Perhaps one of the biggest knocks franchising has taken in the years of recession has been that prospective franchisees just aren’t lining up to fork out the millions required to buy big brand names. Even the slightly less famous brands have required at least half the total investment to be unencumbered capital. It’s a tall order for most.
Still, there are franchises out there that are doing very well – experiencing healthy growth and profit in spite of the market challenges that exist.
So what’s their secret? It boils down to two things: They either have a powerful brand with virtually 100% top-of-mind awareness with consumers, like KFC or McDonald’s, or they have a compelling value proposition that is driving their growth. Both options give potential buyers confidence and security.
When A-list is out of reach
When a brand doesn’t have a famous name to rely on, but desires rapid growth, they need to have numbers on their side – in a big way. In fact, the money side of the business can become even more important than the product or service the business offers. So here are three key factors that lesser known, but rapidly growing franchises have in common that you need to look out for:
1. Low investment
It’s no secret that financing has become a difficult task. Buyers in today’s market therefore need to find lower investment levels. Some franchises available in South Africa, depending on the sector, start as low as R150 000, and many rapid growth franchises have total investments of less than R750 000 all in.
Caution: To avoid scams in low investment opportunities, make sure they are part of a respected, larger holding company or FASA accredited. Be wary of investing in a brand simply because it‘s cheap.
Make sure you conduct your due diligence thoroughly, which means contacting as many existing franchisees as possible and not relying solely on the franchisor’s word.
2. Rapid break-even
Traditionally, a business was viewed as a success if it reached profitability by the second or third year in operation. In today’s market, buyers are looking for a much quicker path to profits.
They simply don’t want to be in the position of having to feed additional cash into a new business to cover operating deficits for any significant length of time. Many of the fastest growing franchises boast a break-even point within the first year of operation and, in some cases the first few months.

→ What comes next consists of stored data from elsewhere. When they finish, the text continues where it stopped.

PR #420, opened 2022-09-02
FLAC output and assorted wrsamp improvements

bemoody:
This is another mixed bag of changes to `wfdb.wrsamp` and `Record.wrsamp`.

The main goal here is to allow writing compressed (FLAC) signal files.

Just as with reading signal files, this requires rearranging the input data (`d_signal` or `e_d_signal`) into the format required by the soundfile package.  Just as with reading signal files, this is not done as efficiently as it could be (in fact, none of the formats in `wr_dat_file` are implemented as efficiently as they could be.)

It's worth noting that `soundfile` doesn't provide a way to set the compression level or other parameters.  Setting the compression level, at least, should be easy to implement if somebody wanted to.  The `libsndfile` default appears to be level 5 (the same default as `libwfdb` and the `flac` command-line tool.)

When writing a record in FLAC format, it may be necessary to use multiple signal files (either because there are more than 8 channels or there are multiple sampling frequencies.)  `wfdb.wrsamp` doesn't provide a way to set the signal file names (which is likely a good thing; we don't need to over-complicate this API.)  On the other hand, `wfdb.wrsamp` *does* accept a *list* of file formats, even though it will fail if you try to use different formats for one signal file.  So here I have extended it to generate multiple signal files (`record_1.dat`, `record_2.dat`, etc.) if the formats require it.

In order to test reading and writing the sample record "flacformats", it was also necessary to fix another long-standing issue (`check_field` rejecting signal names containing spaces.)

Additionally, `Record.wrsamp` was broken for the case of expanded (multi-frequency) format and multiple signal files.  `wr_dat_file` will now sanity-check its arguments to try to catch such issues.

### DIFF
--- a/tests/test_record.py
+++ b/tests/test_record.py
@@ -255,6 +255,23 @@ class TestRecord(unittest.TestCase):
         record_write = wfdb.rdrecord("flacformats", physical=False)
         assert record == record_write
 
+    def test_read_write_flac_multifrequency(self):
+        """
+        Format 516 with multiple signal files and variable samples per frame.
+        """
+        # Check that we can read a record and write it out again
+        record = wfdb.rdrecord(
+            "sample-data/mixedsignals",
+            physical=False,
+            smooth_frames=False,
+        )
+        record.wrsamp(expanded=True)
+
+        # Check that result matches the original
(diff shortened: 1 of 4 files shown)


briangow (approved):
@bemoody , this looks good to me, thanks!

Caution: Where possible, be wary of franchisors who promise break-even within three to four months. Always anticipate a longer break-even period and have the necessary working capital to tide you over, but most importantly, ask existing franchisees how long it took them to break even and compare it to what your franchisor is promising.
3. High margins
Also important in today’s market is being able to deliver high profit margins. That way, a business can quickly increase its total profit to a meaningful level once it starts making money. Where in the past a business may have put 5% to 10% of every sales transaction toward the bottom line after reaching break-even, today’s buyer is looking for business with sales margins at least three to five times that level.
Caution: Pay careful attention to the price points of your prospective franchise’s offering. For brands targeting lower LSMs, profit will be based on a low margin, high volume tactic.
If a company scores well on these money issues, they still need to convince potential buyers that they have strong and dependable consumer demand to support their business with plenty of paying customers. Service-based franchises often seem to be the best fit in terms of satisfying both the money requirements and the need for reliable demand.
So how do you find these hot franchises?
Start digging, and then dig some more. Look for evidence of rapid growth and then burrow down to find the story behind that growth. When you find a company that’s growing rapidly and has all of the characteristics listed here, you’ve got a good target for moving forward and conducting a complete and thorough investigation.
Among other things, get to know the staff of the franchise company, carefully read their disclosure documents, talk to a number of existing franchisees, and make sure their culture and values match yours – after all, no matter how cheap it is, if it doesn’t gel with your values, it’s going to be hard to invest your time and energy into making it a success.
There are so many franchise options out there in a range of industries, but there are important factors to be fully aware of before parting with your money – no matter how ’cheap‘ the deal appears to be. Here’s what to look out for:
- Half the franchisees aren’t making the kind of money you want to make or that the franchisor has promised.
- Franchisors are blaming franchisees for lack of system compliance and/or success. If they can’t recruit properly, how will they operate a franchise properly?
- The model is constantly changing. If the franchisor is continually tinkering with the concept, you need to ask why – it may not work.
- Can you get hold of the franchisor? Scarce ones are warning signs. Find out what other franchisees think of their franchisor-franchisee relationship.
- Keeping it in the family. Sometimes franchises can be too cosy. While family isn’t a no-go in head office, a good company needs highly skilled and seasoned management. If they‘re family make sure they’re qualified.